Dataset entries
·····

PR #413, opened 2025-06-03
Update deps and untangle relation to LXD

### LINKED ISSUE #407: Microcluster doesn't work with latest `stable-5.21` LXD dep
Microcluster (v2/v3) uses the `schema.ErrGracefulAbort` from LXD. As the error was deleted from the LXD code base in https://github.com/canonical/lxd/commit/1470442601bc18e1dadbcc37ccd02a8961a7d677, Microcluster cannot anymore be built using the latest version of LXD `stable-5.21` branch.
This also affects all importers of Microclusters (e.g. MicroCloud) and blocks dependency updates to the latest versions.

As a fix the `schema` dependencies of Microcluster should be resolved by including the types in the Microcluster codebase itself.

roosterfish:
This PR removes some dependencies to the LXD code base by moving a custom error type which doesn't anymore exist in LXD and switch to using `slices.Contains` instead of LXD's `shared.ValueInSlice` which also got removed.

Furthermore all deps are updated to the latest versions.

Fixes https://github.com/canonical/microcluster/issues/407.


roosterfish:
Ultimately the `ErrGracefulAbort` might end up at the callers level (by invoking `app.Start`) but none of the Micro* (and k8s) are currently checking for this error type in their code bases so we should be good to proceed with this.

internal/db/errors/errors.go
```diff
@@ -0,0 +1,6 @@
+package errors
+
+import "fmt"
+
+// ErrGracefulAbort is a special error that indicates a non successful schema check.
+var ErrGracefulAbort = fmt.Errorf("schema check gracefully aborted")
```
markylaing: Do you think we need a new package for this?

internal/db/update/schema.go
```diff
@@ -151,11 +152,11 @@ func (s *SchemaUpdate) Ensure(db *sql.DB) (int, error) {
 
 		if s.check != nil {
 			err := s.check(ctx, current, tx)
-			if err != nil && err != schema.ErrGracefulAbort {
+			if err != nil && err != dbErrors.ErrGracefulAbort {
```
markylaing: Can we change this to `errors.Is(...)`?

markylaing (commented):
Just a couple of nits/questions :)

internal/db/errors/errors.go
roosterfish: It is to prevent an import cycle. Both the `db` and `db/update` packages are using it.

internal/db/update/schema.go
roosterfish: Good catch, now the following lines are also cleanup up and the redundant condition is removed.

roosterfish: Had to revert the removal of the condition as it actually served a purpose.

internal/db/errors/errors.go
markylaing: That's annoying. Since this is all internal maybe we can reorganise to flatten `db/update` into `db` instead. Can be a separate PR if necessary.

roosterfish: Mh, I have now checked the code a bit closer and ultimately the error is triggered in case a schema update/upgrade cannot be performed. So placing it inside `db/update` actually isn't a bad idea to keep the update related bits together.

internal/db/update/schema.go
roosterfish: Fixed.

internal/db/errors/errors.go
roosterfish: Fixed.

markylaing (approved):
Thanks!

·····

Print every record above exactly as it stands.

PR #413, opened 2025-06-03
Update deps and untangle relation to LXD

### LINKED ISSUE #407: Microcluster doesn't work with latest `stable-5.21` LXD dep
Microcluster (v2/v3) uses the `schema.ErrGracefulAbort` from LXD. As the error was deleted from the LXD code base in https://github.com/canonical/lxd/commit/1470442601bc18e1dadbcc37ccd02a8961a7d677, Microcluster cannot anymore be built using the latest version of LXD `stable-5.21` branch.
This also affects all importers of Microclusters (e.g. MicroCloud) and blocks dependency updates to the latest versions.

As a fix the `schema` dependencies of Microcluster should be resolved by including the types in the Microcluster codebase itself.

roosterfish:
This PR removes some dependencies to the LXD code base by moving a custom error type which doesn't anymore exist in LXD and switch to using `slices.Contains` instead of LXD's `shared.ValueInSlice` which also got removed.

Furthermore all deps are updated to the latest versions.

Fixes https://github.com/canonical/microcluster/issues/407.


roosterfish:
Ultimately the `ErrGracefulAbort` might end up at the callers level (by invoking `app.Start`) but none of the Micro* (and k8s) are currently checking for this error type in their code bases so we should be good to proceed with this.

internal/db/errors/errors.go
```diff
@@ -0,0 +1,6 @@
+package errors
+
+import "fmt"
+
+// ErrGracefulAbort is a special error that indicates a non successful schema check.
+var ErrGracefulAbort = fmt.Errorf("schema check gracefully aborted")
```
markylaing: Do you think we need a new package for this?

internal/db/update/schema.go
```diff
@@ -151,11 +152,11 @@ func (s *SchemaUpdate) Ensure(db *sql.DB) (int, error) {
 
 		if s.check != nil {
 			err := s.check(ctx, current, tx)
-			if err != nil && err != schema.ErrGracefulAbort {
+			if err != nil && err != dbErrors.ErrGracefulAbort {
```
markylaing: Can we change this to `errors.Is(...)`?

markylaing (commented):
Just a couple of nits/questions :)

internal/db/errors/errors.go
roosterfish: It is to prevent an import cycle. Both the `db` and `db/update` packages are using it.

internal/db/update/schema.go
roosterfish: Good catch, now the following lines are also cleanup up and the redundant condition is removed.

roosterfish: Had to revert the removal of the condition as it actually served a purpose.

internal/db/errors/errors.go
markylaing: That's annoying. Since this is all internal maybe we can reorganise to flatten `db/update` into `db` instead. Can be a separate PR if necessary.

roosterfish: Mh, I have now checked the code a bit closer and ultimately the error is triggered in case a schema update/upgrade cannot be performed. So placing it inside `db/update` actually isn't a bad idea to keep the update related bits together.

internal/db/update/schema.go
roosterfish: Fixed.

internal/db/errors/errors.go
roosterfish: Fixed.

markylaing (approved):
Thanks!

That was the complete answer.